▶ WORK REQUIRED: Find the line containing "PR #142, opened 2023-11-15" in the entries below. Restate it and each line after it, word for word, up to and including the line containing "In this pull".

▶ LISTED RECORDS:

┄┄┄┄┄┄┄┄┄┄

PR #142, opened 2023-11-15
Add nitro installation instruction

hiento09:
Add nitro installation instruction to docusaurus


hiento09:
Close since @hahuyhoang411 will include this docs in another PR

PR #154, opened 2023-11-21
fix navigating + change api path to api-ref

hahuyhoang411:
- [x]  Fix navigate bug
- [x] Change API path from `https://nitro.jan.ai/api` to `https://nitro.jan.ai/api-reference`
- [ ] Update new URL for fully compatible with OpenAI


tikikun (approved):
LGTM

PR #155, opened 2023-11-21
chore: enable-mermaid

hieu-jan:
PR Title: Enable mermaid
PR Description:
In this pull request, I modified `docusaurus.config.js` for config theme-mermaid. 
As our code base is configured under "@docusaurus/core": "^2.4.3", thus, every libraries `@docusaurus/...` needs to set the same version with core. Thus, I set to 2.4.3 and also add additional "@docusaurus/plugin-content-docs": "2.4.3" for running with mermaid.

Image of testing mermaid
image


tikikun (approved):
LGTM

┄┄┄┄┄┄┄┄┄┄

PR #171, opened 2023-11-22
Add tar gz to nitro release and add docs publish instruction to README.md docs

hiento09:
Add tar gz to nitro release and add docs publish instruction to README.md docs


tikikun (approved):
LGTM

┄┄┄┄┄┄┄┄┄┄

▶ TASK SOLUTION:
PR #142, opened 2023-11-15
Add nitro installation instruction

hiento09:
Add nitro installation instruction to docusaurus


hiento09:
Close since @hahuyhoang411 will include this docs in another PR

PR #154, opened 2023-11-21
fix navigating + change api path to api-ref

hahuyhoang411:
- [x]  Fix navigate bug
- [x] Change API path from `https://nitro.jan.ai/api` to `https://nitro.jan.ai/api-reference`
- [ ] Update new URL for fully compatible with OpenAI


tikikun (approved):
LGTM

PR #155, opened 2023-11-21
chore: enable-mermaid

hieu-jan:
PR Title: Enable mermaid
PR Description:
In this pull request, I modified `docusaurus.config.js` for config theme-mermaid. 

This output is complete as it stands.